A spokesman for the Attorney General’s Office, which is defending lawmakers’ original ballot summary, said the office likely will appeal the ruling to the state Supreme Court.

The 2018 redistricting initiative, approved by a 62% vote, made Missouri the first state to require a new nonpartisan demographer to draw state House and Senate districts to achieve “partisan fairness” and “competitiveness” as determined by a specific mathematical formula. An AP analysis shows the formula is likely to lead to Democratic gains in 2022 while dropping Republican majorities closer to the more even partisan division often reflected in statewide races.

The Legislature’s revision would repeal the nonpartisan demographer position and relegate “partisan fairness” and “competitiveness” to the bottom of the criteria list behind such things as compact districts that keep communities intact. It also would expand a pair of existing bipartisan redistricting commissions and make them responsible for drawing district boundaries, as was the case in the past.

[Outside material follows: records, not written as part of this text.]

PR #5783, opened 2022-06-16
Move first ES cluster state observation out of go routine

### LINKED ISSUE #5812: The first ES cluster state observation is asynchronous
Opening this issue following PR #5783 to discuss about the potential issue.

Context:
- The Elasticsearch controller uses Observers to cache the ES clusters health.
- The PodDisruptionBudget is updated based on the ES cluster health ([`allowedDisruptions()`](https://github.com/elastic/cloud-on-k8s/blob/43588e5d6946367481ad0e4e4a34d7946c5b9b5c/pkg/controller/elasticsearch/pdb/reconcile.go#L186-L213))

Issue:
The issue occurs when the operator restarts. At the first ES reconciliation, the ES controller starts the Observer and retrieves the observed cluster health which is still equal to `unknown`. The reconciliation is performed with the last stored status in the ES resource, so all is good, except that the `unknown` value is used to update the ES status when the reconciliation is complete. At the second ES reconcilition, the reconciliation is performed with an `unknown` status which triggers an update of the PDB. The ES status is updated again with the last observed health when the reconciliation is complete. At the third reconciliation,  the reconciliation is performed with a known status and the PDB is updated again to return to normal.

I'm not sure that's a real issue. This translates from the operator point of view as until I don't see a green cluster I don't allow pod disruptions. It sounds ok for me.

Cause:
When an Observer is created, the cluster health is initialized to `unknown`. Then the Observer is started with a first observation and a timer to trigger next observations periodically. The whole start operation is executed asynchronously in a separated goroutine. This means there is no simple way to start the observer and get the first observed heath.

Solution proposed in #5783:
Move the first observation out of the goroutine to make it synchronous. Interestingly, it fails the [`TestManager_AddObservationListener`](https://github.com/elastic/cloud-on-k8s/blob/43588e5d6946367481ad0e4e4a34d7946c5b9b5c/pkg/controller/elasticsearch/observer/manager_test.go#L176-L212) unit test that tests the notification listeners mechanism. The test uses blocking channels to test the listeners like the ES controller does ([`WatchClusterHealthChange()`](https://github.com/elastic/cloud-on-k8s/blob/43588e5d6946367481ad0e4e4a34d7946c5b9b5c/pkg/controller/elasticsearch/observer/watch.go#L16-L30)). With the first observation synchronous that uses a listener which writes in a blocking channel, the test is stuck because the code that consumes the channel of the listener has not started. We could use asynchronous channels to fix this but...

I need a confirmation, I think that the first observation is intentionally asynchronous because we don't want to block the reconciliation if an ES cluster takes time to respond.

Let's take a step back. 
Is it a real issue?
If yes, could we consider to reconcile the PDB only when the health is not unknown? This would imply that at the creation, the PDB is created once the pods are ready.

jiuker:
There is a process to execute in Start, but the execution point is uncertain. As a result, the `lastHealth` in the observer structure is unknown, and pkg/controller/elasticsearch/pdb/reconcile.go:196 returns 0. The probability of restarting the operator will cause *v1beta1.PodDisruptionBudgetStatus `MinAvailable` to be updated from 1 (it is the correct 1 before operator restart) to 2. After the observe is executed, the `lastHealth` is green, and the `MinAvailable` is updated from 2 to 1. Therefore, restart the operator *v1beta1.PodDisruptionBudgetStatus is updated twice.

Repro steps:
1. Add `fmt.Println("update!") line 182 of `pkg/controller/common/reconciler/reconciler.go`:
2. start operator
3. kubectl apply -f config/samples/elasticsearch/elasticsearch.yaml。
4. wait all pod ready
5. restart operator
6. output:
```sh
update!
...
update!
```

Resolves #5812.


jiuker:
repro steps：
1.start operator。
2.kubctl apply -f config/samples/elasticsearch/elasticsearch.yaml。
3.wait all pod ready。
4.restart operator。
5.output:
 ```
update!
 ...
 update!
```

**Review by thbkrkr — CHANGES_REQUESTED** [review]
Nice catch! 

If you look at `runPeriodically()`, there was an intention to trigger a first observation before doing it periodically but it has been done before the go routine starts. So I would rather we fix `runPeriodically() / Start()`. I think we can merge the two because the indirection provided by `runPeriodically()` makes reading the flow a bit harder and let us make this bug exist, and then move the first observation out of the go routine, like this:

```diff
diff --git a/pkg/controller/elasticsearch/observer/observer.go b/pkg/controller/elasticsearch/observer/observer.go
index 1fb8bc8aa..31fd5d415 100644
--- a/pkg/controller/elasticsearch/observer/observer.go
+++ b/pkg/controller/elasticsearch/observer/observer.go
@@ -65,9 +65,26 @@ func NewObserver(cluster types.NamespacedName, esClient client.Client, settings
        return &observer
 }
 
-// Start the observer in a separate goroutine
+// Start starts the Observer in a separate goroutine.
+// The cluster state is observed periodically until the observer stop channel is closed.
 func (o *Observer) Start() {
-       go o.runPeriodically()
+       // initial synchronous observation
+       o.observe()
+       // periodic asynchronous observations
+       go func() {
+               ticker := time.NewTicker(o.settings.ObservationInterval)
+               defer ticker.Stop()
+
+               for {
+                       select {
+                       case <-ticker.C:
+                               o.observe()
+                       case <-o.stopChan:
+                               log.Info("Stopping observer for cluster", "namespace", o.cluster.Namespace, "es_name", o.cluster.Name)
+                               return
+                       }
+               }
+       }()
 }
 
 // Stop the observer loop
@@ -85,25 +102,6 @@ func (o *Observer) LastHealth() esv1.ElasticsearchHealth {
        return o.lastHealth
 }
 
-// runPeriodically triggers a state retrieval every tick,
-// until the given context is cancelled
-func (o *Observer) runPeriodically() {
-       o.observe()
-
-       ticker := time.NewTicker(o.settings.ObservationInterval)
-       defer ticker.Stop()
-
-       for {
-               select {
-               case <-ticker.C:
-                       o.observe()
-               case <-o.stopChan:
-                       log.Info("Stopping observer for cluster", "namespace", o.cluster.Namespace, "es_name", o.cluster.Name)
-                       return
-               }
-       }
-}
-
```

jiuker:
> Nice catch!
> 
> If you look at `runPeriodically()`, there was an intention to trigger a first observation before doing it periodically but it has been done before the go routine starts. So I would rather we fix `runPeriodically() / Start()`. I think we can merge the two because the indirection provided by `runPeriodically()` makes reading the flow a bit harder and let us make this bug exist, and then move the first observation out of the go routine, like this:
> 
> ```diff
> diff --git a/pkg/controller/elasticsearch/observer/observer.go b/pkg/controller/elasticsearch/observer/observer.go
> index 1fb8bc8aa..31fd5d415 100644
> --- a/pkg/controller/elasticsearch/observer/observer.go
> +++ b/pkg/controller/elasticsearch/observer/observer.go
> @@ -65,9 +65,26 @@ func NewObserver(cluster types.NamespacedName, esClient client.Client, settings
>         return &observer
>  }
>  
> -// Start the observer in a separate goroutine
> +// Start starts the Observer in a separate goroutine.
> +// The cluster state is observed periodically until the observer stop channel is closed.
>  func (o *Observer) Start() {
> -       go o.runPeriodically()
> +       // initial synchronous observation
> +       o.observe()
> +       // periodic asynchronous observations
> +       go func() {
> +               ticker := time.NewTicker(o.settings.ObservationInterval)
> +               defer ticker.Stop()
> +
> +               for {
> +                       select {
> +                       case <-ticker.C:
> +                               o.observe()
> +                       case <-o.stopChan:
> +                               log.Info("Stopping observer for cluster", "namespace", o.cluster.Namespace, "es_name", o.cluster.Name)
> +                               return
> +                       }
> +               }
> +       }()
>  }
>  
>  // Stop the observer loop
> @@ -85,25 +102,6 @@ func (o *Observer) LastHealth() esv1.ElasticsearchHealth {
>         return o.lastHealth
>  }
>  
> -// runPeriodically triggers a state retrieval every tick,
> -// until the given context is cancelled
> -func (o *Observer) runPeriodically() {
> -       o.observe()
> -
> -       ticker := time.NewTicker(o.settings.ObservationInterval)
> -       defer ticker.Stop()
> -
> -       for {
> -               select {
> -               case <-ticker.C:
> -                       o.observe()
> -               case <-o.stopChan:
> -                       log.Info("Stopping observer for cluster", "namespace", o.cluster.Namespace, "es_name", o.cluster.Name)
> -                       return
> -               }
> -       }
> -}
> -
> ```

Done

thbkrkr:
Jenkins test this please

thbkrkr (approved):

jiuker:
I modified the E2E. Becase our usage scenarios do not conform to the E2E. So there is a problem with the E2E test, and the program runs without problem. @thbkrkr

thbkrkr:
Jenkins test this please

jiuker:
It is possible that other test cases are affected. I should do more tests. Sorry.

jiuker:
I have tested package observer all test Fun。Make jenkins test again。 @thbkrkr

pkg/controller/elasticsearch/observer/observer.go
```diff
@@ -65,9 +65,26 @@ func NewObserver(cluster types.NamespacedName, esClient client.Client, settings
 	return &observer
 }
 
-// Start the observer in a separate goroutine
+// Start starts the Observer in a separate goroutine.
```
barkbay, line 68: godoc should be updated to mention that the first observation is synchronous

pkg/controller/elasticsearch/observer/observer_test.go
```diff
@@ -78,12 +78,17 @@ func TestNewObserver(t *testing.T) {
 	onObservation := func(cluster types.NamespacedName, previousHealth, newHealth esv1.ElasticsearchHealth) {
 		events <- cluster
 	}
+	doneCh := make(chan struct{})
+	go func() {
+		// let it observe at least 3 times
+		require.Equal(t, types.NamespacedName{Namespace: "ns", Name: "cluster"}, <-events)
+		require.Equal(t, types.NamespacedName{Namespace: "ns", Name: "cluster"}, <-events)
+		require.Equal(t, types.NamespacedName{Namespace: "ns", Name: "cluster"}, <-events)
+		doneCh <- struct{}{}
```
barkbay, line 87:
```suggestion
		close(doneCh)
```

pkg/controller/elasticsearch/observer/manager_test.go
```diff
@@ -197,18 +197,21 @@ func TestManager_AddObservationListener(t *testing.T) {
...
 	})
-
+	doneCh := make(chan struct{})
+	go func() {
+		// events should be propagated to both listeners
+		<-eventsCluster1
+		<-eventsCluster2
+		<-eventsCluster1
+		<-eventsCluster2
+		doneCh <- struct{}{}
```
barkbay, line 207:
```suggestion
		close(doneCh)
```

thbkrkr:
Jenkins test this please

jiuker:
review again @barkbay

pkg/controller/elasticsearch/observer/observer.go
```diff
@@ -65,9 +65,27 @@ func NewObserver(cluster types.NamespacedName, esClient client.Client, settings
...
+// First observation is synchronous,Set lastHealth immediately to prevent it from causing secondary updates to other resources during initialization.
+// The cluster state is observed periodically until the observer stop channel is closed.
```
thbkrkr, line 70:
```suggestion
// Start starts the Observer in a separate goroutine after a first synchronous observation.
// The first observation is synchronous to allow to retrieve the cluster state immediately after the start.
// Then, observations are performed periodically in a separate goroutine until the observer stop channel is closed.
```

jiuker:
review again@[thbkrkr](https://github.com/thbkrkr)

thbkrkr:
Jenkins test this please

thbkrkr (approved):

barkbay (approved):
LGTM

barkbay:
I think this PR has actually introduced some performance issues described here: https://github.com/elastic/cloud-on-k8s/issues/6078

Like the 2018 measure, the Legislature’s revision combines the redistricting changes with popular measures to lower campaign contribution limits and restrict lobbyist gifts to lawmakers.

The ballot summary written by the Legislature said a “yes” vote would “ban all lobbyist gifts.” The appeals court tweaked that to note it would ban gifts only from paid lobbyists.

The appeals court also reinstated lawmakers’ description that the ballot measure would “reduce legislative campaign contribution limits.”